The songs themselves had a lot to do with it. As a writer, both of homely lyrics and folkish, fashionably modal melodies, she has a real gift, although others make more of her songs than she does. It was Judy Collins, after all, who showed what could be done with “Both Sides Now.” And there is no doubt that her minstrelsy mirrors the anxious hearts and troubled spirits of her contemporaries. She is one of them, even in appearance — a pretty, friendly girl, blond, of Irish, Scottish and Norwegian descent, wearing the same long hair and long dresses as the girls in her audience, distinguishable from them, indeed, only by the isolation of the spotlight.

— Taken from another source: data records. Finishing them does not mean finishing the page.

PR #407, opened 2024-04-05
bugfix: allow aliasing returning and affected_rows fields

soupi:
### What

It should be possible to alias the returning and affected_rows fields when running a mutation.
This is doubly important because this is what the cli/lsp/engine do by default for `affected_rows` :)

### How

Instead of having the alias satisfy the field name, we ask the Field to do that.
We traverse the result fields, find the ones named "returning" and "affected_rows", and use that, instead of trying to fetch by the alias name in the fields map.

### DIFF
--- a/crates/query-engine/translation/src/translation/mutation/translate.rs
+++ b/crates/query-engine/translation/src/translation/mutation/translate.rs
@@ -63,7 +63,7 @@ fn translate_mutation(
         alias: table_alias.clone(),
     };
 
-    let (aggregates, fields) = parse_procedure_fields(fields)?;
+    let (aggregates, (returning_alias, fields)) = parse_procedure_fields(fields)?;
 
     // define the query selecting from the native query,
     // selecting the affected_rows as aggregate and the fields.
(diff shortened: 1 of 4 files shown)


crates/query-engine/translation/src/translation/mutation/translate.rs
```diff
@@ -280,49 +280,52 @@ pub fn parse_procedure_fields(
...
-                                        Err(Error::UnexpectedStructure(
-                                            "multi-dimensional array in 'returning' clause"
-                                                .to_string(),
-                                        ))?
+            let mut affected_rows = None;
+            let mut returning = ("returning".to_string(), None);
+
+            for (alias, field) in fields {
+                match field {
+                    models::Field::Column { column, fields: _ } if column == "affected_rows" => {
```
soupi, line 294: we check the field name instead of the alias now.

crates/tests/tests-common/goldenfiles/mutations/delete_playlist_track.json
```diff
@@ -9,12 +9,11 @@
       "fields": {
         "type": "object",
         "fields": {
-          "affected_rows": {
+          "affectedRows": {
```
soupi, line 12: now we can give a different alias.

SamirTalwar (approved):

And this may, I suspect, explain her communicative success. Her trump is her utter and unwitting artlessness. For a generation suspicious of the professionalism and practiced showmanship demanded and expected by its elders, and hostile to competitive excellence, there is something appealing and reassuring about this girl who writes and sings and plays just about as the girl friend would if she had the will and the nerve. It is a generation that chooses its idols from among its own; and it is curious — or possibly not — that in a time when the watchword is permissiveness, its idols should appear as incarnations of innocence — including artistic innocence.
I got away before the last encore, while the house lights were still down, aware as I have never been before, that my age gap was showing.